Werden dann noch Mitglieder oder das eigene Heimtier dargestellt, so steigt die Leistungsbereitschaft zu den Puzzeln sicherlich noch einmal. Wenn möglich, sollten aber auch andere Personen in die Planung miteinbezogen werden. Auch bei Rätseln ist es für uns von Bedeutung, dass unsere Kleinen ihre Fantasie mitbringen. In welchem Lebensalter kann ein Kleinkind ein 24-teiliges Rätsel lösen?

Es kommt auf das Wohl der Kleinen und das Angebot an Spielsachen an. Wächst ein Kind mit Rätseln auf, wird sich sein lnteresse wahrscheinlich früher ausbreiten. Das Rätselinteresse der Eltern kann sich auch auf das Kinderinteresse ausweiten. Einfaches Puzzle mit nur wenigen Stücken ( "Holz" z.B.) kann von den Kleinen schon im Alter von 0 bis 3 Jahren richtig aufgelöst werden.

Zudem muss die Kinderlösungsstrategie berücksichtigt werden: Letztere wird von Kindern im Kindergarten (3 bis 6 Jahre) verhältnismäßig frühzeitig ausprobiert, wenn sie das Beispiel anderer haben und ihnen nachahmen wollen oder wenn dadurch ihr eigenes Interesse erregt wird.
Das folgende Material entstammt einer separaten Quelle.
PR #1619, opened 2024-12-21
chore: Remove SupervisedGraphStageLogic

He-Pin:
Motivation:
refs:https://github.com/apache/pekko/issues/1618

Modification:
remove SupervisedGraphStageLogic

### DIFF
--- a/stream/src/main/mima-filters/1.0.x.backwards.excludes/pr-1619-remove-supervised-group-stage-logic.backwards.excludes
+++ b/stream/src/main/mima-filters/1.0.x.backwards.excludes/pr-1619-remove-supervised-group-stage-logic.backwards.excludes
@@ -15,5 +15,5 @@
 # specific language governing permissions and limitations
 # under the License.
 
-ProblemFilters.exclude[ReversedMissingMethodProblem]("org.apache.pekko.stream.scaladsl.FlowWithContextOps.wireTap")
-ProblemFilters.exclude[ReversedMissingMethodProblem]("org.apache.pekko.stream.scaladsl.FlowWithContextOps.wireTapContext")
+# Remove SupervisedGraphStageLogic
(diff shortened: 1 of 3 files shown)


stream/src/main/mima-filters/1.0.x.backwards.excludes/pr-1619-remove-supervised-group-stage-logic.backwards.excludes
```diff
@@ -0,0 +1 @@
+ ProblemFilters.exclude[MissingClassProblem]("org.apache.pekko.stream.impl.fusing.SupervisedGraphStageLogic")
```
pjfanning, line 1: we can't do this in Pekko 1.1 - this will need to be in Pekko 1.2 or even 2.0

raboof: Anything in the `impl` package is internal implementation and not public API and the class is `private[pekko]`, so it might be fine?

raboof (approved):

stream/src/main/mima-filters/1.0.x.backwards.excludes/pr-1619-remove-supervised-group-stage-logic.backwards.excludes
pjfanning: @He-Pin can you add a license header (the standard Apache one, not the one that mentions Akka)? Can you add a new line at the end of the file?

He-Pin: I missed that:(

Außerdem droht bei präzisen Altersinformationen die Gefahr, dass gut gemeinte Mütter und Väter rasch Anforderungen an ihre Kleinen stellen, ihnen Stress machen oder sogar miteinander konkurrieren.

Dies schadet jedoch dem automatischen Spielen der Kleinen. Oft intervenieren sie in das Rätsel, wenn das Kleinkind nicht selbstständig voranschreitet. Es ist eine Freude für die Kleinen, wenn ihre Mütter und Väter mit ihnen spielen. Dies trifft auch auf das Puzzle zu. Das ist kein Hindernis, wenn ein Elternteil als gleichberechtigter Partner ins Spielfeld kommt.

Ganz im Gegenteil: Für die Kleinen ist das eine große Erleichterung - besonders bei großen Rätseln mit vielen Stücken. Ein Puzzle zusammen zu spielen kann auch ein nettes gemeinschaftliches Erlebnis in der ganzen Welt sein. Allerdings sollten Sie darauf achten, das Puzzle nicht zu gönnerhaft zu gestalten. Diese Zeit sollte aber auf jeden Falle den Schülern zuteil werden.

Brauchen sie Unterstützung oder haben sie keine Wünsche mehr, dann können die Erziehungsberechtigten mithelfen. Doch was beim Spielen ausschlaggebend ist, ist das, was die Kids selbst daraus machen. Herzlichen Dank an Prof. Dr. Heimlich für diesen spannenden Blick auf den Stand der Forschung in der Entwicklungs- und Spielbildung. Im Verborgenen wußten wir es schon immer: Puzzles fördern unterschiedliche geistige Leistungen, besonders bei Kleinkindern.

Puzzles trainieren auch die feinmotorischen Fähigkeiten und das Sehen. Puzzles als eine Art Gehirnjogging halten Sie auch mental auf einem gemeinsamen Nenner: Puzzles sind gesünder. Rätseln macht viel Spass.